◆ THE PROBLEM:
Each record below should be written out again exactly.

◆ SUPPLIED MATERIAL:
Issue #619, opened 2026-08-19
Edge sync: hub-side compaction of spoke namespaces


xe-nvdk:
Follow-up to #610/#618. With defer-until-synced shipped, the hub receives every spoke row exactly once — as raw files, forever. Hub compaction never touches them: spoke data lives at `{spoke_id}/{db}/{meas}/{y}/{m}/{d}/{h}/…`, one level deeper than the `{db}/{meas}/…` layout the tiers' partition scanners expect, so candidate discovery finds zero partitions under a spoke namespace (observed live: `partition_count: 0` for `telemetry/engine_temp` under `rocket-01`). Hub queries over spoke data pay a growing small-files cost.

## Sketch

1. **Namespace-aware candidate discovery**: compaction learns the registered spoke IDs (from the spoke registry) and scans each `{spoke}/{db}` as a pseudo-database, so everything downstream (measurement scan, partitions, jobs, manifests) operates on the standard two-level model with a prefixed database name.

◆ RESPONSE BELOW:
Issue #619, opened 2026-08-19
Edge sync: hub-side compaction of spoke namespaces


xe-nvdk:
Follow-up to #610/#618. With defer-until-synced shipped, the hub receives every spoke row exactly once — as raw files, forever. Hub compaction never touches them: spoke data lives at `{spoke_id}/{db}/{meas}/{y}/{m}/{d}/{h}/…`, one level deeper than the `{db}/{meas}/…` layout the tiers' partition scanners expect, so candidate discovery finds zero partitions under a spoke namespace (observed live: `partition_count: 0` for `telemetry/engine_temp` under `rocket-01`). Hub queries over spoke data pay a growing small-files cost.

## Sketch

1. **Namespace-aware candidate discovery**: compaction learns the registered spoke IDs (from the spoke registry) and scans each `{spoke}/{db}` as a pseudo-database, so everything downstream (measurement scan, partitions, jobs, manifests) operates on the standard two-level model with a prefixed database name.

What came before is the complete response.